PR #539, opened 2016-05-27
qemu_devices.qcontainer: set cache=none while aio=native

morecache:
Since qemu commit d657c0c, aio=native will error out without
cache.direct=on or cache=none.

- **PROBLEM DETAILS**
Every entry above must be returned word for word.

- **ANSWER BELOW**
PR #539, opened 2016-05-27
qemu_devices.qcontainer: set cache=none while aio=native

morecache:
Since qemu commit d657c0c, aio=native will error out without
cache.direct=on or cache=none.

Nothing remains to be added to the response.